Case Number: 17MST032
Manager: Robert Prosak
Licensing Associate, Business Development
S&T Technology Transfer & Economic Development
robert.prosak@mst.edu
PDF Download: Enclosed Distributed Flow Battery For Transport Systems
Publication Download: Enclosed Distributed Flow Battery For Transport Systems

Seeking a licensing and development partner to scale the new cell architecture into manufacturing for transport and mobile energy storage markets.
Vanadium redox flow batteries (VRFBs) are well suited for stationary energy storage, but their conventional cell architecture presents limitations for transport applications such as electric vehicles, rail, marine, and aviation. A standard VRFB cell consists of a stack of bipolar plates, end plates, gaskets, insulators, and current collectors that must all be precisely compressed
together. This design is inherently bulky and heavy. Metal bipolar plates require corrosion-resistant coatings to survive acidic vanadium electrolyte. Composite plates are often porous, brittle, and expensive to manufacture. The result is a mechanically complex cell that is prone to leakage and poorly suited for any application where weight and volume matter.
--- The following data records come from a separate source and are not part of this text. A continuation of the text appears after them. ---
PR #611, opened 2019-10-04
Split: allow to invert (visually) the two slots

bpierre:
Usage:

```jsx
<Split
  invert="horizontal"
  primary={
    <div>
      On large viewports, this will get displayed
      on the right side rather than the left.
    </div>
  }
  secondary={
    <div>
      On large viewports, this will get displayed
        on the left side rather than the right.
    </div>
  }
/>
```

Note: “left” and “right” will mean the opposite when right to left support will be added to aragonUI.

```jsx
<Split
  invert="vertical"
  primary={
    <div>
      On small viewports, this will get displayed second.
    </div>
  }
  secondary={
    <div>
      On small viewports, this will get displayed first.
    </div>
  }
/>
```

/cc @onbjerg @deamme

### DIFF
--- a/src/components/Split/Split.js
+++ b/src/components/Split/Split.js
@@ -4,9 +4,43 @@ import { useLayout } from '../Layout/Layout'
 import { GU } from '../../style'
 import { Inside } from '../../utils'
 
-function Split({ primary, secondary }) {
+function Split({ primary, secondary, invert }) {
   const { name: layout } = useLayout()
   const oneColumn = layout === 'small' || layout === 'medium'
+
+  const inverted =
+    (!oneColumn && invert === 'rows') || (oneColumn && invert === 'columns')
+
+  const primaryContent = (
+    <Inside name="Split:primary">
+      <div
+        css={`
+          flex-grow: 1;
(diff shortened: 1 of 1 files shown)


src/components/Split/Split.js
```diff
@@ -16,31 +51,22 @@ function Split({ primary, secondary }) {
...
-        </Inside>
+        {inverted ? secondaryContent : primaryContent}
+        {inverted ? primaryContent : secondaryContent}
       </div>
     </Inside>
   )
 }
 
 Split.propTypes = {
+  invert: PropTypes.oneOf(['none', 'horizontal', 'vertical']),
```
sohkai: Quick question, more so for @onbjerg and @deamme, would a `'both'` setting be useful?

If you've inverted the horizontal split, such that the right side is the primary element, wouldn't you also want that element to show first in the vertical mode?

bpierre: Yes, we were just discussing it yesterday with @deamme, [we need to add `both`](https://github.com/AragonBlack/fundraising/blob/next/apps/aragon-fundraising/app/src/screens/Presale.js#L50).

Issue #504, opened 2019-08-19
Add TextCopy


sohkai:
A `readonly` TextInput that attaches a button for copying the text.

See https://github.com/aragon/aragon/pull/909#discussion_r315004633.

bpierre:
Done https://github.com/aragon/aragon-ui/pull/612

PR #612, opened 2019-10-06
Add a TextCopy component #504

lcoenen:
This adds a TextCopy component as suggested in #504. 

It's almost finished. Todo: 

- Add a `galery/` page
- Document the properties in `TextCopy.md`

DEMO: https://youtu.be/DjUFLlEzddQ


bpierre:
Hi @lcoenen, thank you for contributing! :fire: 

We would like this component to take the shape of a read-only text field, with an button inside of it, to copy the text inside. Exactly like the text field inside of the [`IdentityBadge`](https://ui.aragon.org/identity-badge/) popup.

Let me know if that works for you!

lcoenen:
@bpierre Oh all right! I can just abstract the logic from `IdentityBadge` then?

image


Should it include the avatar image as well (the image on the left in the image.

bpierre:
> I can just abstract the logic from IdentityBadge then?

Yes, and maybe we can start using the component directly in [`AddressField`](https://github.com/aragon/aragon-ui/blob/newstyle/src/components/AddressField/AddressField.js)? Let me know if you want to do that as well, or we can also do it as a second step.

> Should it include the avatar image as well (the image on the left in the image).

That wouldn’t be generic enough, but we should have a way to insert it yes. What about using a prop named `adornment`, to follow what [`TextInput` does](https://github.com/aragon/aragon-ui/blob/newstyle/src/components/Input/TextInput.js#L68) (but without the positioning / settings, these are not needed here)?

lcoenen:
@bpierre It's easy enough. I decoupled `TextCopy` and `AddressField`, I will test it and push tonight.

bpierre:
Hey @lcoenen, I added a few changes, it’s ready good to be merged now :-)

src/components/TextCopy/README.md
```diff
@@ -0,0 +1,65 @@
...
+
+### `autofocus`
+
+| Type      | Default value |
+| --------- | ------------- |
+| `Boolean` | `false`       |
+
+Focus the text field when the component gets mounted.
+
+### `message`
```
sohkai: What do you think about renaming this "onCopyMessage" or something?

src/components/TextCopy/TextCopy.js
```diff
@@ -0,0 +1,156 @@
...
+    ref
+  ) {
+    const theme = useTheme()
+    const toast = useToast()
+    const inputRef = useRef(null)
+
+    // Allows to focus the component from the outside
+    useImperativeHandle(ref, () => ({
+      focus: () => {
+        inputRef.current.focus()
```
sohkai: Should we check that `inputRef.current` isn't null?

src/components/TextCopy/TextCopy.js
```diff
@@ -0,0 +1,156 @@
...
+          }}
+          autofocus={autofocus}
+          onFocus={handleFocus}
+          readOnly
+          value={value}
+          wide
+          css={`
+            text-overflow: ellipsis;
+            height: ${HEIGHT}px;
+            width: ${52.5 * GU}px;
```
sohkai: Do we want this width and max-width value set here, especially if we've already set `wide` as a prop?

src/components/TextCopy/TextCopy.js
```diff
@@ -0,0 +1,156 @@
...
+            }
+          `}
+        />
+      </div>
+    )
+  })
+)
+
+TextCopy.propTypes = {
+  adornment: PropTypes.node,
```
sohkai: Ahh... we may need to adjust the APIs of a few other components that may have similar logic for placing icons.

I just noticed that the `AppBadge` and `TokenBadge` popovers are using the default address identicon instead of the app / token icon.

src/components/TextCopy/TextCopy.js
```diff
@@ -0,0 +1,156 @@
...
+                color: ${theme.surfaceIcon};
+              `}
+            >
+              <IconCopy />
+            </ButtonIcon>
+          }
+          adornmentPosition="end"
+          adornmentSettings={{
+            // Keep the button square
+            width: HEIGHT - 2,
```
sohkai: I remember trying very hard to keep to the design behaviour, which has the adornment set "over" the TextInput's border.

See old:

Screen Shot 2019-11-05 at 1 39 55 AM

And new:

Screen Shot 2019-11-05 at 1 40 07 AM

You can see in the new one, the TextInput's border goes over the adornment. In particular, I think this looks a bit more "busy" and "enclosing" to the identicon / app icon / token icon.

bpierre: Yes, it has changed! See https://www.figma.com/file/EJpiv6QnJEjDEX3kxDQUlp/UI-kit-(v1)-Light?node-id=145%3A132

src/components/TextCopy/README.md
bpierre: I agree it would be better, but the `on` prefix could make it sound like our events… what about `messageOnCopy`? :laughing:

sohkai: `messageOnCopy` sounds good!

src/components/TextCopy/TextCopy.js
sohkai: Ahhh gotcha!

Should the AppBadge also change? Right now the app icons are above the border: https://www.figma.com/file/EJpiv6QnJEjDEX3kxDQUlp/UI-kit-(v1)-Light?node-id=145%3A132

src/components/TextCopy/TextCopy.js
bpierre: > Ahh... we may need to adjust the APIs of a few other components that may have similar logic for placing icons.

Yes, I’d like to rethink a little bit the way we handle this in different places, maybe we could start with [`TextInput`](https://github.com/aragon/aragon-ui/blob/newstyle/src/components/Input/TextInput.js#L146-L151).

The current version is a bit confusing (e.g. handling the padding and the width separately) and doesn’t support multiple adornments.

A newer version could support these cases:

```jsx
// Default: displayed on the right side,
// takes the width of an icon.
<TextInput
  adornment={<IconSearch />}
/>

// Specify a position.
<TextInput
  adornment={{
    start: <EthIdenticon />,
  }}
/>

// Specify two adornments.
// Note: the term adornment could stay
// singular, as in “adornment configuration”.
<TextInput
  adornment={{
    start: <EthIdenticon />,
    end: <IconSearch />,
  }}
/>

// Specify two adornments with custom widths.
<TextInput
  adornment={{
    start: <EthIdenticon />,
    startWidth: 4 * GU,
    end: <IconSearch />,
    endWidth: 4 * GU,
  }}
/>
```

This would also allow to maintain some level of compatibility with the old API.

> I just noticed that the AppBadge and TokenBadge popovers are using the default address identicon instead of the app / token icon.

I don’t remember if it was intended for `TokenBadge`, maybe as a way to display the associated identicon without having to go to Etherscan? AppBadge definitely has the app icon when opened. I wonder if we could let users toggle between e.g. an app icon and the identicon when clicking on it? @owisixseven @dizzypaty

src/components/TextCopy/TextCopy.js
bpierre: aha well spotted, maybe it hasn’t changed after all :laughing:

Let’s check again with @owisixseven and align everything.

PR #614, opened 2019-10-09
DataView empty state: make the height dynamic

bpierre:


bpierre:
@sohkai Tell me if I missed something, but it should already acts as a min-height for the empty states. If someone sets `statusLoading` to `<div />` (`null` would revert to the default), which is not recommended at all, then it would still have the 8 + 8 gu as padding.

PR #615, opened 2019-10-10
SearchInput: focus after clearing

bpierre:
Also:

- Fix icon colors.
- Let consumers extend the defined props.
- Allow spaces to remove the hint style.

### DIFF
--- a/src/components/Input/SearchInput.js
+++ b/src/components/Input/SearchInput.js
@@ -9,6 +9,7 @@ const EMPTY = ''
 const SearchInput = React.forwardRef(({ onChange, ...props }, ref) => {
   const theme = useTheme()
   const localRef = ref || useRef()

Researchers at Missouri University of Science and Technology have developed a new VRFB cell architecture that eliminates end plates, gaskets, and insulators entirely. This is achieved by embedding the electrodes and flow channels within a recess machined into a rigid, non-porous thermoplastic housing such as PVC. The two housing halves clamp around the membrane and are joined with simple mechanical fasteners. Unlike traditional designs that rely on multiple separate components, the housing itself provides the compression
force, electrolyte containment, and electrical isolation all in one. In head-to-head lab testing against a traditional VRFB design built to the same external dimensions, the new cell demonstrated clear advantages across the board. It weighed roughly 30 percent less and cost about 17 percent less to build on non-shared components. It also exhibited lower internal resistance and delivered higher peak power, all while showing no electrolyte leakage.
The new cell architecture cuts parts count, weight, cost, and assembly time while improving electrical performance and reliability. Fewer components mean fewer failure points, faster manufacturing, and a form factor compact enough to bring flow battery economics into transport systems. The design is compatible with standard thermoplastics and existing vanadium electrolyte chemistry, so partners can adopt it without retooling upstream supply chains.
Validated at lab scale with single-cell prototypes benchmarked against a traditional VRFB control cell.